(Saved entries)
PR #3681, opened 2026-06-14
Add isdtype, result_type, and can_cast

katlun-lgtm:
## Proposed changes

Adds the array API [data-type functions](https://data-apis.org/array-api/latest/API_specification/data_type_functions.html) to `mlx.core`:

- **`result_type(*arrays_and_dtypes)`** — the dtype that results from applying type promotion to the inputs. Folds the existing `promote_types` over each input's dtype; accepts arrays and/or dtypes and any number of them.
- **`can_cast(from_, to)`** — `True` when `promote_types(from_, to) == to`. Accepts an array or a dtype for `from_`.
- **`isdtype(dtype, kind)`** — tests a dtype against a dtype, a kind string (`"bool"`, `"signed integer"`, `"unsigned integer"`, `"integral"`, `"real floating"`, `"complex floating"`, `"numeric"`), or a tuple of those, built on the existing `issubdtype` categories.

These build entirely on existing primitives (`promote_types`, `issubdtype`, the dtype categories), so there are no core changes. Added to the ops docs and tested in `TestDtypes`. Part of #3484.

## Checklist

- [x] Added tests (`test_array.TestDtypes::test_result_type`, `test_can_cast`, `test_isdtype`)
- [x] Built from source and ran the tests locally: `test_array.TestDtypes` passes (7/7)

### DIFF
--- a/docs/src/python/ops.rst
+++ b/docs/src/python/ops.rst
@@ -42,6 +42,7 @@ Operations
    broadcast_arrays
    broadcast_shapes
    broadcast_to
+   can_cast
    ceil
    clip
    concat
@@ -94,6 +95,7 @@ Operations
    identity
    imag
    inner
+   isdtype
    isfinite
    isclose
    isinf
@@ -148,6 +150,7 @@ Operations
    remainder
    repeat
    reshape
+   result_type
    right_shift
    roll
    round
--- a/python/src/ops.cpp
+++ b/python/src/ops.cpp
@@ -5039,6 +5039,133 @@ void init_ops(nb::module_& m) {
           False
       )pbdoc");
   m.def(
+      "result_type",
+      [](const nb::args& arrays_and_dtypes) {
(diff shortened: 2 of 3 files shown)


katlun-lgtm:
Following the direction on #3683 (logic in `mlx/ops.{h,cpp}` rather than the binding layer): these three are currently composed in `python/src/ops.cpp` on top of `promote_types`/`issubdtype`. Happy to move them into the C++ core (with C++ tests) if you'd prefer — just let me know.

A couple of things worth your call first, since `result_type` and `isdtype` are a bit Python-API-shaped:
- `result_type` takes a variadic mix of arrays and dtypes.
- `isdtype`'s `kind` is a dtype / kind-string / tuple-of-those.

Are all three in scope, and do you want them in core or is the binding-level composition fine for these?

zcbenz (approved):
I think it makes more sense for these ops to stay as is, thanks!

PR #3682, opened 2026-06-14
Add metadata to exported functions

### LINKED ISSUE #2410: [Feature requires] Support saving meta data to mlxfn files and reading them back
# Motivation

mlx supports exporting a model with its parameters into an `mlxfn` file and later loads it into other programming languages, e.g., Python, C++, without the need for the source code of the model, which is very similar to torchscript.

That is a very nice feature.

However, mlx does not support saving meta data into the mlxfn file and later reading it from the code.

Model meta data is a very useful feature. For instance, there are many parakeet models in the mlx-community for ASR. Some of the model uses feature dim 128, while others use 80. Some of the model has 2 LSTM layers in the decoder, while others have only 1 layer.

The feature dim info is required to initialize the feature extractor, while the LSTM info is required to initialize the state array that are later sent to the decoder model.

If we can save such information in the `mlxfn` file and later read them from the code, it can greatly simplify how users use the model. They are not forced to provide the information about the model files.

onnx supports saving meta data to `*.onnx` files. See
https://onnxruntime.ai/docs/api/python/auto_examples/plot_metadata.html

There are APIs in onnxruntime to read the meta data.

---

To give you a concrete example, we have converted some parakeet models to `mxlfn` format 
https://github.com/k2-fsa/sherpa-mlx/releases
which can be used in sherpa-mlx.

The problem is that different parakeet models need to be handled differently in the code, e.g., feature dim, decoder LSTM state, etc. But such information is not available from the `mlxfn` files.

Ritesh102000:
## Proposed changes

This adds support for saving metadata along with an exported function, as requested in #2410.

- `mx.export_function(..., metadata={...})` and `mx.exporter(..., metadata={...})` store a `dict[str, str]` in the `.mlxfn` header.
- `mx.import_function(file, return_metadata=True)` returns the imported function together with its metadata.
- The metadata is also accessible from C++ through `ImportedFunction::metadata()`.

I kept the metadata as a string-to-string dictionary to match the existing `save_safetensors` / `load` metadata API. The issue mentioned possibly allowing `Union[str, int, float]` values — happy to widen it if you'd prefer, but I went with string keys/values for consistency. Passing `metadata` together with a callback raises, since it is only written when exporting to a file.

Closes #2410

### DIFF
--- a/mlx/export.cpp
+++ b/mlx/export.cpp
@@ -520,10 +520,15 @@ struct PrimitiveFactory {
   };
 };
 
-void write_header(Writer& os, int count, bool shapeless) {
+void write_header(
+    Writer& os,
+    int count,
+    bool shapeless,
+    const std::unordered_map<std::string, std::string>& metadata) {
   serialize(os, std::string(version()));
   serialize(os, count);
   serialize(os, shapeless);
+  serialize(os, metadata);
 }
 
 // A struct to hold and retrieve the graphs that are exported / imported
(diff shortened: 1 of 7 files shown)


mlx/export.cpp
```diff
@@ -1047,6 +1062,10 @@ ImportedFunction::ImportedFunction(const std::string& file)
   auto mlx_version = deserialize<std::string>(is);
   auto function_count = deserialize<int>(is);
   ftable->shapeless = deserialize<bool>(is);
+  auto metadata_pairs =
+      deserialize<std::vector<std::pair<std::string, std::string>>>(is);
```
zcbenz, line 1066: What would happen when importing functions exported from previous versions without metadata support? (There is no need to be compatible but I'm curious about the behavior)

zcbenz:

==

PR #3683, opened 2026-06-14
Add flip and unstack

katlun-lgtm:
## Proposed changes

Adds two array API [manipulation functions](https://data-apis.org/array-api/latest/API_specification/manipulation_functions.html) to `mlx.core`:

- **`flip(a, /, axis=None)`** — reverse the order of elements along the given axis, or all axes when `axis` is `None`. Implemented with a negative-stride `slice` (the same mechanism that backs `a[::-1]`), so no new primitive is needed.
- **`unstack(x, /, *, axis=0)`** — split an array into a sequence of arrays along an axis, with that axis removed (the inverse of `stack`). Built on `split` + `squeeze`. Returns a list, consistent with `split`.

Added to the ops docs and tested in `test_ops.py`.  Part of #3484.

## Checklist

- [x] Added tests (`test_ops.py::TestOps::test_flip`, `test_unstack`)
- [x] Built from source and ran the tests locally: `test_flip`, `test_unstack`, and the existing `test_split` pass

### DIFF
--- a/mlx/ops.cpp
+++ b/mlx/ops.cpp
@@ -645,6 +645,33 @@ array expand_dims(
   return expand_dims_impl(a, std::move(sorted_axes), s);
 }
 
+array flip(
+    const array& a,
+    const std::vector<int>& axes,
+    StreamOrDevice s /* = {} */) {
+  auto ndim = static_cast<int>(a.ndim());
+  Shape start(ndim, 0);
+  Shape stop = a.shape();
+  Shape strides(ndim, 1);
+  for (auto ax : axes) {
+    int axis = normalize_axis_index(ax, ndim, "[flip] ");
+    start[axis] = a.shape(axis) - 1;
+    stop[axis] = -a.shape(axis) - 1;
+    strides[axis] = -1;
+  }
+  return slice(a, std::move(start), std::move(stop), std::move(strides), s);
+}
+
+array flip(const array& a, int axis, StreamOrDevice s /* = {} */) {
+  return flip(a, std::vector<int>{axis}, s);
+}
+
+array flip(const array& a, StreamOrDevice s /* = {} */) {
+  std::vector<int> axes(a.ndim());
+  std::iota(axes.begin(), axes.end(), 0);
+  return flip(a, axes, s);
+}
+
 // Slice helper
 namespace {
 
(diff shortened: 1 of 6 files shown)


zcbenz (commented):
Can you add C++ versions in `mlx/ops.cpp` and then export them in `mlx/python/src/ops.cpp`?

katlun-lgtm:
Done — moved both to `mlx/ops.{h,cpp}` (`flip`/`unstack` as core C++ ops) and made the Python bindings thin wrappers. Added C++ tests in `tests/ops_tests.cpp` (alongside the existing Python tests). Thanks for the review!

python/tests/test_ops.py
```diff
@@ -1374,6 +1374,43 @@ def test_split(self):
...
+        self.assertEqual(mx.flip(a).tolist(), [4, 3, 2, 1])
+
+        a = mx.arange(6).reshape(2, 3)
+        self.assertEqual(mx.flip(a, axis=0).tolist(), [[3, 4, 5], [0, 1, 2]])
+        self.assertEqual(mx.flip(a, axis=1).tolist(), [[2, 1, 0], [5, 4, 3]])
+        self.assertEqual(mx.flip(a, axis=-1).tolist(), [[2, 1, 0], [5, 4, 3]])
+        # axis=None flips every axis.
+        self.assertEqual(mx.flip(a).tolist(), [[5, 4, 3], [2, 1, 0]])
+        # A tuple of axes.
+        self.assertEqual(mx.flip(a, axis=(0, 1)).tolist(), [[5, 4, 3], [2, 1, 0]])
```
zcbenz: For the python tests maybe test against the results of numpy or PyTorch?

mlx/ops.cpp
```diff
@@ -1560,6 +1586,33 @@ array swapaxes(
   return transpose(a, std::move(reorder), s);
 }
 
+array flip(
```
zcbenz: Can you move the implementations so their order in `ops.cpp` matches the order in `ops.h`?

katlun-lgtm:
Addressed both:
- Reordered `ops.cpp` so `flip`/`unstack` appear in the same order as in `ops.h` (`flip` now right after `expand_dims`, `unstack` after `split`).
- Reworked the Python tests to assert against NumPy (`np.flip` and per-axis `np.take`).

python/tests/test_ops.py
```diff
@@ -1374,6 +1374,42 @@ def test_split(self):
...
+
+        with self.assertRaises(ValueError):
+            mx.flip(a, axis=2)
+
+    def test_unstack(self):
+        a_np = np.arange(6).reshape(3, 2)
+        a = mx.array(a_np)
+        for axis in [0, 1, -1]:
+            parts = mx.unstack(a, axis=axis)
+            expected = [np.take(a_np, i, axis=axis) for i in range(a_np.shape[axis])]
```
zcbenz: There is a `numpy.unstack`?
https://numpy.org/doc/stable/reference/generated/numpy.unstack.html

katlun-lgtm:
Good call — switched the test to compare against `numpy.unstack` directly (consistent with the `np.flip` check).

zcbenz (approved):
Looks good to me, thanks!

**What to work on:**
Line count for the word "opened": tally the lines of the records above that hold it and give only that figure.

**Answer for this exercise:**
3